> **What you are asked to do**
Report each line of the material below where the word "repeats" can be found.

> **Data provided**
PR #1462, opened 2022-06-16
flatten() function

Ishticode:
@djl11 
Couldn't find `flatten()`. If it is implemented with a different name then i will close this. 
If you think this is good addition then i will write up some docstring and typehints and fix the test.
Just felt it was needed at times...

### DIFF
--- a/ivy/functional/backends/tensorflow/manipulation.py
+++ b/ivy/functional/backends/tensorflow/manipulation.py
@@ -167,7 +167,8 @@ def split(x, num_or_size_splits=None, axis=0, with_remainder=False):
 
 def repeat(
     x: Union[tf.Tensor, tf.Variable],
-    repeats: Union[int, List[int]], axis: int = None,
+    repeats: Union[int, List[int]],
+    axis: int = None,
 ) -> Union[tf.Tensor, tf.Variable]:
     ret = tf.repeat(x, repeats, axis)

> **Result**
-    repeats: Union[int, List[int]], axis: int = None,
+    repeats: Union[int, List[int]],
     ret = tf.repeat(x, repeats, axis)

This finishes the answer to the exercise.